Издательство АСТ любезно позволило нам выбрать любое эссе для ознакомления читателей, чтобы вы могли сами решить, насколько вам интересен формат сборника. Мы выбрали эссе преподавателя философии из университета Джорджа Вашингтона Майкла Дж. Сигриста, и приводим его текст с небольшими сокращениями ниже.

Оглавление сборника

  • Предисловие. Элио М. Гарсия и Линда Антонссон, стр. 9
  • Ворон из дома Уайли (примечание редактора), стр. 13
  • Как я умудрился не надеть черное, стр. 14
  • Вступление: Зима близко… Ну и что? (Генри Джейкоби), стр. 17
  • ЧАСТЬ ПЕРВАЯ. Выиграй или умри
    • Мейстер Гоббс едет в Королевскую Гавань (Грег Литтманн), стр. 21
    • Лгать королю — великий грех (Дон Фоллис), стр. 37
    • Правила игры престолов: уроки Макиавелли (Маркус Шульцке), стр. 52
    • Война в Вестеросе и теория справедливой войны (Ричард Х. Корриган), стр. 69
    • Ричард Х. Корриган
  • ЧАСТЬ ВТОРАЯ. Чего не сделаешь ради любви
    • Зима близко: мрачные поиски счастья в Вестеросе (Эрик Дж. Силвермен), стр. 83
    • Смерть лорда Старка: опасность идеализма (Дэвид Хан), стр. 95
    • Разная мораль: лорд Эддард Старк и королева Серсея (Альберт Дж. Энглбергер и Александр Хайеке), стр. 108
    • Это было бы благодеянием: выбор между жизнью и смертью в Вестеросе и за Узким морем (Мэтью Тедеско), стр. 120
  • ЧАСТЬ ТРЕТЬЯ. Зима близко
    • Лютоволки, варги и упыри: метафизика по-вестеросски (Генри Джейкоби), стр. 135
    • Магия, наука и метафизика в «Игре престолов» (Эдвард Кокс), стр. 151
    • Ничего ты не знаешь, Джон Сноу: эпистемическое смирение за Стеной (Абрахам П. Шваб), стр. 163
    • «Почему мир так несправедлив?»: боги и проблема зла (Ярон Даниель Шоон), стр. 176
  • ЧАСТЬ ЧЕТВЕРТАЯ. Тот, кто выносит приговор, должен сам исполнить его
    • Зачем Джоффри быть хорошим, если он уже выиграл трон? (Дэниел Хаас), стр. 193
    • Моральная удача Тириона Ланнистера (Кристофер Робишо), стр. 207
    • Дени среди варваров: культурный релятивизм в «Игре престолов» (Кэтрин Таллманн), стр. 218
    • Настоящих рыцарей нет: развенчание рыцарства (Стейси Гоген), стр. 230
  • ЧАСТЬ ПЯТАЯ. Коли острым концом
    • Судьба, свобода и аутентичность в «Игре престолов» (Майкл Дж.
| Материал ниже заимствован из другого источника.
PR #14499, opened 2026-09-15
fix(alerts): restore the composite reference chip and drawer open-focus

### LINKED ISSUE #14459: Alerts: a composite child shows no "referenced by" chip, so the first warning is a refused delete
## Summary

An alert used as a child of a composite alert shows nothing in the alert list to say it is in use. The "referenced by N" chip that opens the composite references drawer never renders, so the first warning a user gets is a refused delete.

## Steps to reproduce

1. **Alerts** → create two scheduled alerts, `child_a` and `child_b`.
2. **New alert** → **Composite** tab → add both → save as `parent_comp`.
3. Back in the list, find the `child_a` row.

**Expected:** a *"Referenced by 1"* chip beside the name, opening a drawer listing `parent_comp`.

**Actual:** no chip. Nothing distinguishes a composite's child from any other alert.

## Cause

`web/src/components/alerts/AlertList.vue` — the scheduled/realtime branch of the row mapping builds its row object field by field and never copies `referenced_by_composite_count`. Only the composite branch copies it, and a composite *parent* is not what the chip is for.

The API sends the field correctly for every row type, so this is front-end only. The comment already in that mapping states the hazard exactly:

> this mapping builds the row object field by field, so anything not listed here is invisible to the table no matter what the API returns.

## Notes

The drawer itself works — a blocked delete opens it, badges *"Delete blocked by composite references"* and names the parent. What is missing is the advance warning.

E2E guard: `A5` in `tests/ui-testing/playwright-tests/Alerts/alerts-composite-list.spec.js`.

### LINKED ISSUE #14461: ODrawer suppresses focus-on-open for drawers with no form field or primary button
## Summary

`ODrawer` cancels reka-ui's focus-on-open and then, for any drawer whose content is neither a form field nor a primary footer button, focuses nothing. Focus stays where it was, so a keyboard or screen-reader user gets no indication the drawer appeared and no way into it except tabbing blindly through the page behind.

This is a shared-component defect, not specific to one feature.

## Steps to reproduce

1. **Alerts** → create two scheduled alerts and a composite over them.
2. In the list, open the child's **⋮** menu → **Delete** → **OK**. The delete is refused and the **Composite references** drawer opens.
3. Without touching the mouse, press **Enter**.

**Expected:** focus is inside the drawer (on its close control), so Enter dismisses it.

**Actual:** focus is still on the alert-list search input behind the drawer — `document.activeElement` is `INPUT[data-test="alert-list-search-input-field"]` — so Enter does nothing to it.

The alert settings help drawer behaves the same way: read-only content, no primary action, focus never enters.

## Cause

`web/src/lib/overlay/Drawer/ODrawer.vue`, `handleOpenAutoFocus`:

```js
function handleOpenAutoFocus(event) {
  event.preventDefault();          // cancels reka-ui's own focus placement
  nextTick(() => {
    // 1. first input/textarea inside the drawer BODY
    // 2. else primaryBtnRef
  });
}
```

Both fallbacks can miss at once: the body query matches only `input`/`textarea`, so a drawer of buttons, links or read-only content matches nothing; and `primaryBtnRef` is attached to a button rendered `v-if="primaryButtonLabel"`, so a drawer with no primary action has no ref. When both miss, `preventDefault()` has already run and no `.focus()` follows — focus is actively **suppressed** rather than merely unassigned.

Drawers that happen to contain a text field or declare a primary button are rescued by accident, which is why this went unnoticed.

## Why `autofocus` does not save it

`CompositeReferencesDrawer` puts `autofocus` on its close button. The bare HTML attribute is not dependable for content inserted after parse — it held in local runs and never fired in CI, which made the symptom look like flakiness rather than a defect.

## Suggested fix

Only `preventDefault()` when a target will actually be focused, or add a final fallback: a consumer-declared `[autofocus]` element, then the panel itself with `tabindex="-1"` (what reka-ui would have done). Consumers can then drop the `autofocus` attribute.

E2E guard: `A6b` in `tests/ui-testing/playwright-tests/Alerts/alerts-composite-list.spec.js`.

neha00290:
## Summary

The two front-end fixes split out of #14458, which is now backend-only.

Fixes #14459
Fixes #14461

| issue | fix | file |
| --- | --- | --- |
| #14459 | child rows show a "referenced by" chip again | `AlertList.vue` |
| #14461 | drawers move focus into themselves on open | `ODrawer.vue` |

> **Stacked on #14458.** Base is `fix/composite-alert-list-and-drawer-focus`,
> because both PRs edit `alerts-composite-list.spec.js` and would otherwise
> conflict. Merge #14458 first; GitHub retargets this to `main` automatically.
> Review only the two commits on this branch — the backend commit below them
> belongs to #14458.

## #14459 — reference chip

`AlertList`'s scheduled/realtime row mapping never copied
`referenced_by_composite_count`, so a child alert gave no sign it was
load-bearing and the first warning a user got was a refused delete. The backend
already sent it for every row type — the mapping builds its object field by
field, so a field it omits is invisible whatever the API returns. One line.

## #14461 — drawer focus

`ODrawer.handleOpenAutoFocus` called `preventDefault()` unconditionally —
cancelling reka-ui's focus placement — then focused the first input/textarea in
the drawer **body**, falling back to the primary footer button. A drawer with
neither (composite references, the alert settings help drawer, any read-only
panel) had focus suppressed with nothing to replace it, stranding keyboard users
on the element behind.

The `autofocus` attribute consumers relied on is not dependable for content
inserted after parse: it held locally and never fired in CI, which is what made
the symptom confusing.

The handler now falls through to a consumer-declared `[autofocus]` target, then
to the panel itself with `tabindex="-1"` — what reka-ui would have done.
Honouring `[autofocus]` in code is what makes the references drawer land on its
close button.

`ODrawer` is shared, so this changes open-focus behaviour for every drawer that
has neither a form field nor a primary action. Drawers that have one are
unaffected — the new branches only run after both existing targets miss.

## Test changes

`A5` and `A6b` lose their `fixme` guards. `A6b` additionally presses Enter, which
only dismisses the drawer if focus actually landed on the close control.

One test only ever passed because #14459 existed: with chips now rendering on
every referenced child row, the unscoped reference-chip locator matched eight
elements. `openReferences()` takes an alert id and scopes to that row.

## Verification

```
playwright, composite specs   45 passed, 4 flaky, 0 failed, 0 SKIPPED
vitest ODrawer + AlertList   102 passed
npm run type-check             clean
```

The 4 flaky are the pre-existing auth-state expiry that several workers hit at
once; they retry green and are unrelated to this change.


Shrinath-O2:

```
build-ci-matrix: full matrix: "web/src/lib/overlay/Drawer/ODrawer.vue" matches global_paths
```

</details>

<sub>Updated for `87c216950` · attempt 1 · updates in place on every push.</sub>

PR #14507, opened 2026-09-15
perf(logs): drop the per-record work the log write path repeats

hengfeiyang:
## What this does

Profiling `POST /api/{org}/{stream}/_json` under load showed the handler spending its CPU on work that is either invariant across a batch or repeated per record. This removes three of those costs and makes a fourth cheaper; the JSON → `Value` → flatten → Arrow pipeline itself is untouched and is where the remaining time goes.

| | before | after |
|---|---|---|
| `check_for_schema` | infers a schema from every record of every batch | `write_logs::resolve_batch_schema` probes each field against the cached stream schema and only hands over the records that can still change it; a batch of known columns skips inference entirely |
| write partition key | formatted per record | `ingestion::PartitionMemo` computes it once per time bucket while no partition key is enabled; shared with the metrics `buffer_stream_records`, which had the same loop inline |
| `flatten` | scans each key twice, `format!` per nested key, result map grows from empty | ASCII single pass, `concat`, pre-sized map, no deep copy of arrays before stringifying |
| `estimate_json_bytes` | allocates a `String` per number to count its digits | counts through the existing `JsonBytesExt` (itoa/ryu), no allocation |

`inferred_column_type` moves from `metrics/ingest.rs` to `crate::ingestion` so both handlers share it, and the two ingest type aliases drop their `O2` prefix (`IngestJsonData`).

Also in this PR, at the maintainer's request: the reserved-stream predicates `is_reserved_internal_stream`, `is_enterprise_only_usage_stream` and `is_reserved_self_reporting_stream` are removed with the name lists behind them, together with every guard that used them (the JSON, HEC and bulk ingest paths, the cloud-only stream create/delete checks, and the eval-source clause). The guard on the internal rollup streams (`_o2_*`, `_agent_signals`) stays.

## Measured

Same host, same generator, same config, `ZO_MEM_TABLE_BUCKET_NUM=14`, 1000 records per request, 64 in flight, 12M records per point, `main` and this branch run back to back and interleaved.

| workload | main records/s | branch records/s | main µs CPU/record | branch µs CPU/record |
|---|---|---|---|---|
| nested k8s-shaped records (19 columns after flatten), 1 stream | 1,617,105 / 1,721,250 | 1,897,718 / 1,886,217 | 15.2 / 15.1 | 13.75 / 13.8 |
| same, 20 streams | 1,648,097 | 1,778,268 | 16.0 | 14.7 |

CPU per record drops 8–9% and throughput rises 8–17%. Sampling the handler afterwards: `check_for_schema` and the partition key no longer register, `flatten` goes from 20% to 18%.

- **Rows and schema evolution.** 12M rows into one stream and into 20 streams read back exactly (12,001,000 and 12,020,000 including the warm-up request). A run with 1% of records carrying a new field evolved the stream to 297 columns, all new fields present.
- **Schema semantics.** Only records whose every non-null field already exists in the stream schema with an accepted type skip `check_for_schema`; anything else (new field, type change, nested value, new stream) reaches it exactly as before, so evolution, `zo_cast` deltas and the request-columns limit are decided by the same code. `column_accepts` is deliberately narrower than `is_widening_conversion`: it lists only the pairs where the old path produced a `zo_cast` entry whose `cast_to_type` was a no-op for that value, so a record that skips the check is written identically. Streams with a user-defined schema always take the old path, since `check_for_schema` applies the schema itself.
- **Request-columns limit.** `check_for_schema` skipped the limit only when the batch carried exactly the stream schema; the fast path keeps that condition and otherwise checks the batch's column count before anything evolves.
- **Batch schema.** The old path returned the inferred schema of the batch (a subset of the stream schema); the fast path builds the same subset from the columns the batch actually carries, typed from the stream schema and sorted by name, so the memtable sees the same `RecordBatch` shapes.
- **Entry sizes.** An earlier revision reused the handler's input-size estimate for `Entry.data_size`; review pointed out that this value reaches `FileMeta.original_size` and is taken before flattening and `_timestamp` insertion. `write_logs` estimates the final record again at the same point as `main`, so `original_size` is unchanged; the input estimate is only used for usage reporting, as before.

Unit tests added for the fast path's column selection, the limit check, the `column_accepts` table, and the allocation-free number size against `Value::to_string().len()`. `cargo fmt` and the CI clippy command are clean; `logs`, `ingestion`, `metrics::ingest`, `traces`, `db_monitoring` and `flatten`/`json` tests pass.

- `PartitionMemo::buffer` returns the partition buffer directly, so the `get_mut(key).unwrap()` on a memoized key lives in one place instead of two.
- Nothing here depends on `ZO_MEM_TABLE_BUCKET_NUM`: unlike metrics, log throughput at this request size is bound by handler CPU, and bucket count 1 vs 14 moves throughput by under 6%.


Shrinath-O2:

<sub>Updated for `8738f0af0` · attempt 1 · updates in place on every push.</sub>

hengfeiyang:
[P2] Preserve the final-record size when populating `Entry.data_size`

At `src/core/src/logs/mod.rs:561-562`, `records_size` now reuses the handler's input-size estimate. That estimate is taken before flattening, timestamp normalization/insertion, UDS processing, and schema casts, so it is not equivalent to the estimate previously computed from the final record here.

For example, a nested object with a 100-character parent key and 100 small child fields has an input estimate of **896 bytes**, but the flattened record's estimate is **10,891 bytes**, even before adding `_timestamp`. The new path still records 896 bytes.

This value flows through `Entry.data_size` and `RecordBatchEntry.data_json_size` into persisted `FileMeta.original_size`. The discrepancy therefore affects storage statistics, compaction grouping, and query resource estimates, not just usage reporting.

Please keep the input-size estimate for usage reporting, and either calculate the final-record size for the write path or maintain accurate size deltas through record transformations. A regression test should cover nested keys and timestamp insertion.

hengfeiyang:
Agreed, and fixed in f671614aff. `write_logs` now estimates the final record again, at the same point as before (after flatten, `_timestamp`, UDS and the schema casts), so `Entry.data_size` and `FileMeta.original_size` are computed exactly as on `main`; the handler's input estimate is only used for usage reporting, as before. `LogRecord` and the size threading are gone.

To keep most of the saving, `estimate_json_bytes` no longer allocates a `String` per number: it counts digits through the existing `JsonBytesExt`, which mirrors serde_json's formatting, with a unit test pinning it against `Value::to_string().len()` for integer and float edge values. Re-measured back to back against `main`: 15.2 → 13.8 µs CPU per record on one stream, 16.0 → 14.7 µs across 20 streams.

No new regression test for nested keys plus timestamp insertion: the write-path size is again computed from the final record by the unchanged code, so there is no new path to regress.

haohuaijin (approved):

Shrinath-O2:
### 🤖 E2E Council

- **Edition:** oss
- **Needs E2E:** false
- **Feature:** Ingestion schema/partition refactor and reserved-stream guard removal (area: GeneralTests)

**EDITION: OSS** — All 15 changed paths live under src/config/, src/core/, src/infra/, and src/stream/ — the open-source tree. None are under enterprise-owned locations (enterprise/, o2_enterprise/, src/enterprise/), so this is an OSS change. Although the diff removes the cloud-gated is_reserved_internal_stream guard and the not-enterprise-gated is_enterprise_only_usage_stream guard, the code being modified is OSS backend modules; no enterprise path or symbol is added, so edition stays oss.

**SKIP: Yes** — Skipping because the change is backend-only with no user-facing UI flow. changed_files.txt contains no web/src/** frontend changes, no enterprise web layer changes, and no Playwright spec changes. The trigger comment is empty and no tests-added label was passed, so there is no explicit opt-out either; the skip is driven solely by the absence of a user-exercisable UI change.

**E2E WARRANTED: No** — No E2E is warranted: the diff does not add or alter any UI flow in web/src/**. It is an ingestion-path refactor (partition memoization, consolidated schema resolution, JSON byte-size estimation) plus removal of reserved-stream rejection guards in bulk/HEC/ingest and stream create/delete. There is no new view, control, interaction, validation, or state exposed in the UI to verify.

**AREA: GeneralTests** — No web/src/** area is touched, so no single product-area folder applies. The changes span the logs, metrics, and traces ingestion backends plus the stream create/delete path; since there is no UI area and no spec to place, the area is recorded as GeneralTests and is not used further because the gate skips.

**GROUP: ?** — n/a — the change is skipped and generates no Playwright spec, so no ci_matrix shard group is assigned.

**EXISTING TESTS: No** — No Playwright E2E specs in the diff: changed_files.txt lists no tests/ui-testing/playwright-tests/** file. The only test files touched are Rust unit tests (src/core/src/db_monitoring/tests_server_vantage.rs and the #[cfg(test)] modules in usage.rs, ingestion/mod.rs, logs/mod.rs, online_eval_jobs/mod.rs), which are not E2E coverage and do not set existing_tests_in_diff.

Сигрист), стр. 249
    • Водяной плясун по имени никто (Генри Джейкоби), стр. 265
    • Чего не сделаешь ради любви: секс, ложь и теория игр (Р. Шеннон Дюваль), стр. 280
    • Остановите безумие! Знание, власть и помешательство в «Песни льда и огня» (Чед Уильям Тимм), стр. 295
  • Ученые лорды и леди, написавшие сию книгу, стр. 310


Майкл Дж. СИГРИСТ преподает философию в университете Джорджа Вашингтона, в Вашингтоне же. Любовью к фэнтези проникся в четвертом классе, взяв в библиотеке трилогию «Железная башня» местного сочинителя Денниса Маккирнана. Ведет изыскания в области философии разума; пишет также о природе времени и пространства, фатализме и самоопределении. Восхищается умом Тириона, доблестью Робба и находчивостью Арьи,а если как следует угостить его вином, скажет, что Тайвин в качестве короля был бы совсем неплох. Девиз свой Майкл еженедельно выбирает из текстов рок-группы «Синдерелла». На этой неделе он гласит, что зима будет долгая и холодная.

***

«Зима близко». На протяжении столетий эти слова выражали, возможно, лишь суровое мировоззрение Севера, но по мере развития саги Мартина они приобретают судьбоносное, фаталистическое значение. Идея фатализма в том, что будущее предопределено заранее и изменить его невозможно. Зима близко, с этим ничего не поделаешь. Самое лучшее, что можно сделать, — приготовиться к ней. Назовем теорию предопределенного будущего метафизическим фатализмом*; эта древняя идея благополучно дотянула до наших дней. Все заявления о том, что будущего не изменишь и что некоторым событиям суждено произойти, говорят в пользу метафизического фатализма.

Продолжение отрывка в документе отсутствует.